• _Records excerpted from a collection_
PR #8995, opened 2024-10-14
AG-12272 - step 11 - master detail logic rewrite

SalvatorePreviti:
- add the optional transactions to the rowDataUpdated event, this is required to see which rows were updated or added during a transaction to selectively call isRowMaster and the initial expanded state only to updated added rows
- remove completely reference to masterDetail in CSRM and node managers
- add handlers for rowDataUpdated and 'treeData', 'masterDetail' property changes in MasterDetailService (note: this service was added in latest, and just modified it)
- move the get/create of the detail node from the flatten stage to MasterDetailService so it can be tree shaken away


packages/ag-grid-community/src/clientSideRowModel/flattenStage.ts
```diff
@@ -174,6 +175,10 @@ export class FlattenStage extends BeanStub implements IRowNodeStage, NamedBean {
                 const detailNode = this.createDetailNode(rowNode);
                 this.addRowNodeToRowsToDisplay(details, detailNode, result, uiLevel);
             }
+
+            if (rowNode.master === undefined && rowNode.data) {
```
AndrewGlazier: I think this is breaking, setting rowNode.master without an event wasn't done before, this should be using rowNode.setMaster, but also why do we need to do this in the flatten stage? We should be setting this on `createNode` and `update` transactions right? If this is for tree data this logic should live in the tree node manager or master detail service, not here

packages/ag-grid-enterprise/src/masterDetail/clientSideDetailService.ts
```diff
@@ -0,0 +1,137 @@
...
+    }
+
+    public postConstruct(): void {
+        if (_isClientSideRowModel(this.gos)) {
+            this.addManagedPropertyListeners(['treeData', 'masterDetail'], (params) => {
+                const properties = params.changeSet?.properties;
+                if (properties) {
+                    const masterDetail = this.gos.get('masterDetail');
+                    const masterDetailChanged = properties.includes('masterDetail');
+                    let needUpdate = false;
```
AndrewGlazier: This is a bit messy, can we just do
```
const treeDataChanged = masterDetail && properties.includes('treeData')
const masterDetailOrTreeDataChanged = masterDetailChanged || treeDataChanged
```

packages/ag-grid-enterprise/src/masterDetail/clientSideDetailService.ts
```diff
@@ -0,0 +1,137 @@
...
+
+                    if (masterDetail && properties.includes('treeData')) {
+                        needUpdate = true; // When treeData and masterDetail are enabled, we need to check if leafs/groups changed
+                    } else if (masterDetailChanged) {
+                        needUpdate = true; // When masterDetail changes, we need to update all rows
+                    }
+
+                    if (needUpdate) {
+                        let changed = false;
+                        (this.rowModel as IClientSideRowModel).forEachLeafNode!((node) => {
```
AndrewGlazier: rather than casting several times here, move the row model cast outside the listeners and cast just once

packages/ag-grid-enterprise/src/masterDetail/clientSideDetailService.ts
```diff
@@ -0,0 +1,137 @@
...
+                            if (this.updateMaster(node, masterDetailChanged, true)) {
+                                changed = true;
+                            }
+                        });
+
+                        if (changed) {
+                            // We need to refresh the model to ensure all row components are rerendered
```
AndrewGlazier: better explanation is to ensure all detail nodes are available in the flattened row structure, rendered implies `rowRenderer` should be called, not map stage

packages/ag-grid-enterprise/src/masterDetail/clientSideDetailService.ts
```diff
@@ -0,0 +1,137 @@
...
+                rowDataUpdated: ({ transactions }) => {
+                    if (transactions && transactions.length) {
+                        // Row data transactional update
+                        const updatedNodes = new Set<RowNode>();
+                        for (const transaction of transactions) {
+                            for (const rowNode of transaction.update) {
+                                updatedNodes.add(rowNode as RowNode);
+                            }
+                        }
+                        (this.rowModel as IClientSideRowModel).forEachLeafNode!((node) => {
```
AndrewGlazier: if we ignore tree data scenario for now we don't need to do this, as all rows will be leaf children, so we can clean this up and just iterate the transaction nodes

packages/ag-grid-enterprise/src/masterDetail/clientSideDetailService.ts
```diff
@@ -0,0 +1,137 @@
...
+            row.expanded = false;
+        }
+
+        if (oldMaster === master) {
+            return false; // No changes
+        }
+
+        row.master = master;
+        if (!newRow) {
+            row.dispatchRowEvent('masterChanged');
```
AndrewGlazier: Why do we not use row.setMaster? There's a fair bit of duplicate code in here doing what's done there

packages/ag-grid-enterprise/src/masterDetail/clientSideDetailService.ts
```diff
@@ -0,0 +1,137 @@
...
+    }
+
+    private updateMaster<TData = any>(row: RowNode<TData>, overrideExpanded: boolean, updated: boolean): boolean {
+        const gos = this.gos;
+        const oldMaster = row.master;
+        const newRow = oldMaster === undefined;
+
+        let master = gos.get('masterDetail');
+
+        const treeGroup = row.group && !!row.treeNode;
```
AndrewGlazier: As discussed, let's simplify and not add tree data master-detail as part of this FR

packages/ag-grid-enterprise/src/masterDetail/clientSideDetailService.ts
```diff
@@ -0,0 +1,137 @@
...
+                    // Note that CSRM will invoke refreshModel after this event
+                },
+            });
+        }
+    }
+
+    private updateMaster<TData = any>(row: RowNode<TData>, overrideExpanded: boolean, updated: boolean): boolean {
+        const gos = this.gos;
+        const oldMaster = row.master;
+        const newRow = oldMaster === undefined;
```
AndrewGlazier: this looks like a crutch that I don't think is very clear, we don't have a precedent for relying on undefined as "not-set-up-yet" vars, and as discussed previously we should probably change these in the future to defaults, so using this here blocks us from setting that pattern later

packages/ag-grid-enterprise/src/masterDetail/clientSideDetailService.ts
```diff
@@ -0,0 +1,137 @@
...
+                            for (const rowNode of transaction.update) {
+                                updatedNodes.add(rowNode as RowNode);
+                            }
+                        }
+                        (this.rowModel as IClientSideRowModel).forEachLeafNode!((node) => {
+                            this.updateMaster(node, false, updatedNodes.has(node));
+                        });
+                    } else {
+                        // New row data
+                        (this.rowModel as IClientSideRowModel).forEachLeafNode!((node) => {
```
AndrewGlazier: I might be missing something, but looks like we now update on update transaction and row data change, but not on add transaction?

Probably safer to move this side of the statement back into ref from the node manager when it creates nodes

packages/ag-grid-enterprise/src/masterDetail/clientSideDetailService.ts
```diff
@@ -0,0 +1,137 @@
...
+                    // if we are doing master detail, then the default is that everything can be a Master Row.
+                    const isRowMasterFunc = gos.get('isRowMaster');
+                    master = !isRowMasterFunc || !!isRowMasterFunc(row.data);
+                }
+            } else {
+                master = oldMaster;
+            }
+        }
+
+        if ((overrideExpanded || newRow) && !treeGroup) {
```
AndrewGlazier: Should master-detail be re-expanding rows? I think historically changes in master-detail haven't done this

packages/ag-grid-enterprise/src/masterDetail/clientSideDetailService.ts
```diff
@@ -0,0 +1,137 @@
...
+
+    private rowModel: IRowModel;
+    private funcColsService: FuncColsService;
+
+    public wireBeans(beans: BeanCollection): void {
+        this.funcColsService = beans.funcColsService;
+        this.rowModel = beans.rowModel;
+    }
+
+    public postConstruct(): void {
```
AndrewGlazier: postConstruct is normally kept quite tidy, can we move the listener logic for these into funcs

packages/ag-grid-community/src/clientSideRowModel/flattenStage.ts
SalvatorePreviti: I am using here master === undefined to indicate this is a new row and master was neither set before to true or false. This means the row was not processed before but we just set it to false if it was undefined during the flattening stage to be as similar as possible to the previous implementation. We were not raising the event for a new row with this value to false so that behaviour is the same, we do not raise event if we switch from undefined to true or false. However we can see if there is a better way

packages/ag-grid-enterprise/src/masterDetail/clientSideDetailService.ts
SalvatorePreviti: sure - but as we said this logic will now change as we are disabling tree + masterDetail for now, will simplify it

packages/ag-grid-enterprise/src/masterDetail/clientSideDetailService.ts
SalvatorePreviti: We removed row.setMaster in this pr: https://ag-grid.atlassian.net/browse/AG-12975 and we agreed to move the logic outside of the rowNode into the masterdetail module so there is no repetition and this code will be tree shaken for who does not use masterdetail

packages/ag-grid-enterprise/src/masterDetail/clientSideDetailService.ts
SalvatorePreviti: it is a normal way to use undefined or null to do lazy loading or deferred computation, in many javascript projects.
Also if we did not use it before much I am sure this is gonna be used more in the future and I don't see a problem with it.
Besides the break in traditions, does this poses another issue?

packages/ag-grid-enterprise/src/masterDetail/clientSideDetailService.ts
SalvatorePreviti: We do not need to check for add transaction as we check for the master to be undefined to see that we need to recompute the row master flag. If master is undefined we need to set it either to true or false, and this happens for new rows

packages/ag-grid-community/src/clientSideRowModel/flattenStage.ts
SalvatorePreviti: this piece of code makes sense when MasterDetail module is not loaded and we just want to set the flag to false at least for the flattened rows to maintain the previous weird behaviour where this flag was sometime undefined and sometime false, and this follows that logic.
When MasterDetail module is loaded this flag will always be true or false

If it is fine with you we can just leave it undefined also if is a slight change in behaviour. It would be simpler and more correct. Would be much better to change the IRowNode interface to specify that master can be true false or undefined (if the MasterDetail module is not loaded).
When the MasterDetail module is loaded, this value will always be true or false

packages/ag-grid-enterprise/src/masterDetail/clientSideDetailService.ts
SalvatorePreviti: I think this is following the existing behaviour and when masterDetail changes this was happening.
I can check again maybe I misunderstood or I wrote wrongly this logic here

SalvatorePreviti: Oh yes, it was happening as when changing masterDetail we were rebuilding the whole row nodes from rowData, so every row was new, so every expanded state was recomputed fresh. It was on the list of reset properties in CSRM property change listener

packages/ag-grid-enterprise/src/masterDetail/clientSideDetailService.ts
SalvatorePreviti: That's not so simple. Transactions may contain rows updated, added and then deleted and we do not want to touch those, we want to see what's the final result and just know which rows were updated skipping the deleted ones
I think we still need to iterate all rows

Think about a transaction [ 1: { add 1}, 2: {update 2}, 3: {delete 1, delete 2}]

packages/ag-grid-community/src/clientSideRowModel/flattenStage.ts
AndrewGlazier: I'm concerned because the event _was_ fired before, see:
``` 
       if (isTreeData) {
            rowNode.setMaster(false);
            if (setExpanded) {
                rowNode.expanded = false;
            }
        } else {
```
If you want to make this change to not fire events anymore, but you need to do due dilligence and ensure it doesn't break anything else in the grid

When we set master previously the event was _always_ fired (by rowNode.setMaster) as far as I can see?

I know why you're using undefined here, but as my message says it's about blocking the future precedent where we can set defaults, if you want to do this you won't be able to also set defaults on the rownode in future, because of inconsistent patterns - I'd rather we didn't use undefined to mean unconfigured as it's also not clear to someone who is unfamiliar with the code base - I also think it's unnecessary as the flow of calling setMaster in the node manager when a row was updated/added was fine, and simplifies the logic flow a lot more than trying to lean on implicit variable meanings

packages/ag-grid-enterprise/src/masterDetail/clientSideDetailService.ts
AndrewGlazier: This is such a minor performance improvement - it's actually more of a detriment - why do we need to skip nodes which may have been added + deleted?

This scenario is handling what is really an edge case at the detriment to the normal case, while adding unnecessary complexity

packages/ag-grid-enterprise/src/masterDetail/clientSideDetailService.ts
AndrewGlazier: It's inconsistent - it's not about tradition

Some properties rely on undefined values (rowNode.selected)
You've stated an interest in setting default rowNode values
This is a third inconsistency, and seems unnecessary when we should simplify the flow anyway and just set this on new row nodes

packages/ag-grid-enterprise/src/masterDetail/clientSideDetailService.ts
AndrewGlazier: I misunderstood this - but it does still seem excessive to me that we aren't just calling this through from create/update node like before - the logic here is much harder to follow

packages/ag-grid-enterprise/src/masterDetail/clientSideDetailService.ts
SalvatorePreviti: To be sure to not invoke user provided isRowMaster on deleted nodes - to avoid existing codebases eventually break as this is the current behaviour but let me think around it

packages/ag-grid-community/src/clientSideRowModel/flattenStage.ts
SalvatorePreviti: so: if the row is new and was never used before there is nothing that register to this event, not us nor the user. The only place where masterChanged is registered for is in the groupCellRenderer that happens way after we set the master field for the first time. But, I can simplify it and just always raise it

SalvatorePreviti: Changed it to always been raised

packages/ag-grid-enterprise/src/masterDetail/clientSideDetailService.ts
SalvatorePreviti: changed and simplified the logic, masterDetail will be considered disabled if treeData is active

packages/ag-grid-enterprise/src/masterDetail/clientSideDetailService.ts
SalvatorePreviti: simplified the code

packages/ag-grid-enterprise/src/masterDetail/clientSideDetailService.ts
SalvatorePreviti: Changed as you discussed and now we go for all updated and added nodes - however - is ok to call it on deleted rows in this edge case?

packages/ag-grid-enterprise/src/masterDetail/clientSideDetailService.ts
SalvatorePreviti: Forced to always be initialized to false in the rownode, and fixed the logic so it works with master detail.
Verified that nothing else sets master or depends on master being undefined

packages/ag-grid-enterprise/src/masterDetail/clientSideDetailService.ts
SalvatorePreviti: changed the implementation and the logic so this should be outdated

packages/ag-grid-enterprise/src/masterDetail/clientSideDetailService.ts
SalvatorePreviti: Simplified the logic but still maintaining the previous behaviour of reloading the expanded state and the master by calling the user provided function isRowMaster if there is a change in masterDetail+treeData flags

packages/ag-grid-enterprise/src/masterDetail/clientSideDetailService.ts
SalvatorePreviti: done

packages/ag-grid-enterprise/src/masterDetail/masterDetailService.ts
```diff
@@ -1,15 +1,163 @@
...
+        const setMaster = (row: RowNode, created: boolean, updated: boolean) => {
+            const oldMaster = row.master;
+
+            let newMaster = enabled;
+
+            if (enabled) {
+                if (created || updated) {
+                    if (isRowMaster) {
+                        const data = row.data;
+                        newMaster = !!data && !!isRowMaster(data);
```
AndrewGlazier, line 83: PR looks great, only I'm not sure this can be used to determine if the row is new - new rows have data before 'rowDataUpdated' is set I think?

• _Task description_
Spot every line in the entries that includes the word "newRow", and copy each one out.

• _Reply to the exercise_
+        if (!newRow) {
+        const newRow = oldMaster === undefined;
+        const newRow = oldMaster === undefined;
+        if ((overrideExpanded || newRow) && !treeGroup) {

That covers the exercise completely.